_The problem_
Repeat the lines below exactly as written, please, from the line with "silent empty result." to the line with "PR #27364, opened 2026-03-20", both lines included, and no others.

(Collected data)
PR #27361, opened 2026-03-20
fix(Google Drive): Download file node does not trigger error output when continueOnFail is enabled

danieljayasurya-e:
##  Bug

The Google Drive "Download File" node does not correctly handle `continueOnFail()` when "error output" is enabled.

When a file download fails (for example, بسبب insufficient permissions), the node silently returns an empty array instead of routing execution to the error output branch. This causes the workflow to stop successfully without triggering the error path.

---

## Fix

Updated the error handling in the download operation:

- When `continueOnFail()` is enabled:
  - Return a structured error using `createExecutionError`
  - Ensure the error is passed to the error output branch
- When disabled:
  - Preserve existing behavior (throw error)

---

## How to test

1. Create a workflow with:
   - Google Drive → Download File node
2. Use a file without access permission
3. Enable:
   - `Continue On Fail → using error output`
4. Connect error output to another node (e.g., Set node)

### Expected
- Error branch executes
- Workflow does NOT stop silently

---

## 🔗 Related issue

fixes #27312

---

## Notes

Previously, the node returned an empty array on failure, which prevented error output execution. This change aligns behavior with other n8n nodes that properly support `continueOnFail()`.

---

## Checklist

- [ ] Docs updated (not required for this fix)
- [ ] Tests included (can be added in follow-up if needed)
- [ ] No backport required

### DIFF
--- a/packages/nodes-base/nodes/Google/Drive/v1/GoogleDriveV1.node.ts
+++ b/packages/nodes-base/nodes/Google/Drive/v1/GoogleDriveV1.node.ts
@@ -2722,9 +2722,17 @@ export class GoogleDriveV1 implements INodeType {
 			} catch (error) {
 				if (this.continueOnFail()) {
 					if (resource === 'file' && operation === 'download') {
-						items[i].json = { error: error.message };
+						// Return a dedicated error item so the workflow engine can move it to the
+						// error output instead of treating the download as a silent empty result.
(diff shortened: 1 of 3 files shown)


danieljayasurya-e (commented):
fix(Google Drive): Download file node does not trigger error output when continueOnFail is enabled

PR #27364, opened 2026-03-20
fix(editor): Remove unused options from NDV settings for agent model nodes

scdekov:
## Summary

The reported issue highlighted 2 problems:
1. We're showing retry options for model nodes in the NDV settings but we don't use those and in that case the user should either set retry on the agent node or do 2.
2. If retry is set on the model using the langchain mechanism we're not retrying 429 errors

Since the user that reported the issue was trying to setup the retry using the option in the NDV settings I've hidden those options (solving problem 1. here). Problem 2 has been tackled in a separate branch

https://linear.app/n8n/issue/AI-2164/community-issue-openai-chat-model-node-does-not-retry-429-rate-limit

## Review / Merge checklist

- [ ] Tests included. 


JoseBra (approved):
LGTM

_Written response_
+						// error output instead of treating the download as a silent empty result.
(diff shortened: 1 of 3 files shown)


danieljayasurya-e (commented):
fix(Google Drive): Download file node does not trigger error output when continueOnFail is enabled

PR #27364, opened 2026-03-20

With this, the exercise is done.